PR #91, opened 2025-01-31
Switch remove else clause

### LINKED ISSUE #78: Remove all `else` clauses when possible
#68 was a direct consequence of not using exhaustive option checks when possible. We should rely on the compiler to tell us that something's wrong if possible, and using `switch` is a good way to do it.

Edit: a word

42LM:
Hey there,
this PR exchanges else prongs with explicit types using exhaustive option checks when possible.

It only exchanges where it seemed reasonable to me. So there is still room for more exchanges here like e.g.:
```zig
fn append_varint(pb: *ArrayList(u8), value: anytype, comptime varint_type: VarintType) Allocator.Error!void {
    switch (@typeInfo(@TypeOf(value))) {
        .Enum => try append_as_varint(pb, @as(i32, @intFromEnum(value)), varint_type),
        .Bool => try append_as_varint(pb, @as(u8, if (value) 1 else 0), varint_type),
        else => try append_as_varint(pb, value, varint_type),
    }
}
```

Since the `std.builtin.Type` is a pretty large union the list gets pretty big and i did not like it:
```zig
fn append_varint(pb: *ArrayList(u8), value: anytype, comptime varint_type: VarintType) Allocator.Error!void {
    switch (@typeInfo(@TypeOf(value))) {
        .Enum => try append_as_varint(pb, @as(i32, @intFromEnum(value)), varint_type),
        .Bool => try append_as_varint(pb, @as(u8, if (value) 1 else 0), varint_type),
        .Type, .NoReturn, .Int, .Float, .Pointer, .Array, .Struct, .ComptimeFloat, .ComptimeInit, .Undefined, .Null, .Optional, .ErrorUnion, .ErrorSet, .Union, .Fn, .Opaque, .Frame, .AnyFramge, .Vector, .EnumLiteral => try append_as_varint(pb, value, varint_type),
    }
}
```

While i am more okey with this last one, it also consumes quite an amount of lines plus `zls` always reformats it to the above example ;)
```zig
fn append_varint(pb: *ArrayList(u8), value: anytype, comptime varint_type: VarintType) Allocator.Error!void {
    switch (@typeInfo(@TypeOf(value))) {
        .Enum => try append_as_varint(pb, @as(i32, @intFromEnum(value)), varint_type),
        .Bool => try append_as_varint(pb, @as(u8, if (value) 1 else 0), varint_type),
        .Type,
        .NoReturn, 
        .Int, 
        .Float, 
        .Pointer, 
        .Array,
        .Struct, 
        .ComptimeFloat,
        .ComptimeInit, 
        .Undefined, 
        .Null, 
        .Optional, 
        .ErrorUnion, 
        .ErrorSet, 
        .Union, 
        .Fn, 
        .Opaque, 
        .Frame, 
        .AnyFramge, 
        .Vector, 
        .EnumLiteral => try append_as_varint(pb, value, varint_type),
    }
}
```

▶ **ABOUT THIS EXERCISE**:
Each line above should be duplicated without any alteration.

▶ **ANSWER SPACE**:
PR #91, opened 2025-01-31
Switch remove else clause

### LINKED ISSUE #78: Remove all `else` clauses when possible
#68 was a direct consequence of not using exhaustive option checks when possible. We should rely on the compiler to tell us that something's wrong if possible, and using `switch` is a good way to do it.

Edit: a word

42LM:
Hey there,
this PR exchanges else prongs with explicit types using exhaustive option checks when possible.

It only exchanges where it seemed reasonable to me. So there is still room for more exchanges here like e.g.:
```zig
fn append_varint(pb: *ArrayList(u8), value: anytype, comptime varint_type: VarintType) Allocator.Error!void {
    switch (@typeInfo(@TypeOf(value))) {
        .Enum => try append_as_varint(pb, @as(i32, @intFromEnum(value)), varint_type),
        .Bool => try append_as_varint(pb, @as(u8, if (value) 1 else 0), varint_type),
        else => try append_as_varint(pb, value, varint_type),
    }
}
```

Since the `std.builtin.Type` is a pretty large union the list gets pretty big and i did not like it:
```zig
fn append_varint(pb: *ArrayList(u8), value: anytype, comptime varint_type: VarintType) Allocator.Error!void {
    switch (@typeInfo(@TypeOf(value))) {
        .Enum => try append_as_varint(pb, @as(i32, @intFromEnum(value)), varint_type),
        .Bool => try append_as_varint(pb, @as(u8, if (value) 1 else 0), varint_type),
        .Type, .NoReturn, .Int, .Float, .Pointer, .Array, .Struct, .ComptimeFloat, .ComptimeInit, .Undefined, .Null, .Optional, .ErrorUnion, .ErrorSet, .Union, .Fn, .Opaque, .Frame, .AnyFramge, .Vector, .EnumLiteral => try append_as_varint(pb, value, varint_type),
    }
}
```

While i am more okey with this last one, it also consumes quite an amount of lines plus `zls` always reformats it to the above example ;)
```zig
fn append_varint(pb: *ArrayList(u8), value: anytype, comptime varint_type: VarintType) Allocator.Error!void {
    switch (@typeInfo(@TypeOf(value))) {
        .Enum => try append_as_varint(pb, @as(i32, @intFromEnum(value)), varint_type),
        .Bool => try append_as_varint(pb, @as(u8, if (value) 1 else 0), varint_type),
        .Type,
        .NoReturn, 
        .Int, 
        .Float, 
        .Pointer, 
        .Array,
        .Struct, 
        .ComptimeFloat,
        .ComptimeInit, 
        .Undefined, 
        .Null, 
        .Optional, 
        .ErrorUnion, 
        .ErrorSet, 
        .Union, 
        .Fn, 
        .Opaque, 
        .Frame, 
        .AnyFramge, 
        .Vector, 
        .EnumLiteral => try append_as_varint(pb, value, varint_type),
    }
}
```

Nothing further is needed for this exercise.